ESTIMATE was used to gauge the degree of leukocyte infiltration, stromal content and tumour purity[2]. Data was summarised per PDAC subtypes in the PACA-AU and TCGA cohorts (Figure 4E; Supplementary Figure S6)
Mutation analysis
Mutational signature analysis was performed using the DeconstructSigs R Package [43]. We determined the contribution of thirty signatures defined in COSMIC (http://cancer.sanger.ac.uk/signatures/) to explain each pancreatic mutational profile. Normalisation was relative to the number of times each trinucleotide context is observed in the exome. The output was a set of weights specifying the estimated contribution of each of the 30 known signatures to the mutation profile. MAF files were parsed with maftools [44] (Supplementary Figure S8). Number of neoantigens per tumour in the TCGA cohort was retrieved from The Cancer Immunome Atlas database (https://tcia.at/home) [22].
Statistical analysis
All statistical analyses, Fisher’s exact test, Chi-square test, Wilcoxon rank sum test, hypergeometric test, and hierarchical clustering, were performed using R [45]. Multiple test correction was performed using the R function p.adjust and the Benjamini and Hochberg (FDR) method. Jaccard coefficients were computed using the R package arules. Differential expression analysis between the groups was carried out using the Welch’s test implementation in R and by comparing each group against all others. Welch’s test is a variant of the classical Student test, whose goal is to test the equality between two means taking assuming different variances between two groups.

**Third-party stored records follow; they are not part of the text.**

PR #874, opened 2018-05-09
ARUHA-1641 Refresh zk subscriptions on timeout

antban:
ARUHA-1641
Every now and then while streaming nakadi looses information about latest committed cursors. In order to avoid this situation nakadi will try to refresh information about currently committed offsets.

### DIFF
--- a/src/main/java/org/zalando/nakadi/service/subscription/StreamingContext.java
+++ b/src/main/java/org/zalando/nakadi/service/subscription/StreamingContext.java
@@ -214,11 +214,29 @@ public class StreamingContext implements SubscriptionStreamer {
         });
     }
 
+    public void refreshZkListeners() {
+        // Already stopped, nothing to do.
+        if (null == sessionListSubscription) {
+            return;
+        }
+        getZkClient().refreshListeners(this.getParameters().commitTimeoutMillis / 4);
+
+        rescheduleZkListenersRefresh();
+    }
+
+    private void rescheduleZkListenersRefresh() {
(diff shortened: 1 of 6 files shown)


src/main/java/org/zalando/nakadi/service/subscription/StreamingContext.java
```diff
@@ -214,11 +214,29 @@ public void switchState(final State newState) {
...
+                this.getParameters().commitTimeoutMillis / 8,
+                TimeUnit.MILLISECONDS);
+    }
+
     public void registerSession() throws NakadiRuntimeException {
         log.info("Registering session {}", session);
         // Install rebalance hook on client list change.
         sessionListSubscription = zkClient.subscribeForSessionListChanges(() -> addTask(this::rebalance));
         zkClient.registerSession(session);
+        rescheduleZkListenersRefresh();
```
adyach: maybe move it to `StartingState.onEnter()`? It seems to be related more to start of subscription in general rather than registration of session.

src/main/java/org/zalando/nakadi/service/subscription/StreamingContext.java
```diff
@@ -214,11 +214,29 @@ public void switchState(final State newState) {
         });
     }
 
+    public void refreshZkListeners() {
+        // Already stopped, nothing to do.
+        if (null == sessionListSubscription) {
```
adyach: it is not clear how it is related to refreshing zk listeners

When necessary, Ensembl or Entrez IDs were mapped to human HUGO identifiers using Ensembl version 89 biomart (http://www.ensembl.org/biomart)
Footnotes
Conflicts of Interest: MM reports personal fees from Amgen, grants and personal fees from Roche, grants from Astrazeneca, grants and personal fees from GSK, personal fees and other from Novartis, other from Astellas (was OSI), other from Millenium, non-financial support and other from Immunocore, personal fees and other from BMS, other from Vertex, personal fees and other from Eisai, other from Pfizer, personal fees, non-financial support and other from Merck, personal fees and other from Rigontec, personal fees from Cytomx, other from Regeneron, other from TCBiopharma, personal fees from Bioline, personal fees and other from Array Biopharma, other from Replimune, personal fees from Valo Therapeutics, outside the submitted work.
MD reports fees as a consultant on the Scientific Advisory Board of Adaptimmune.
The other authors do not report any conflicts of interest.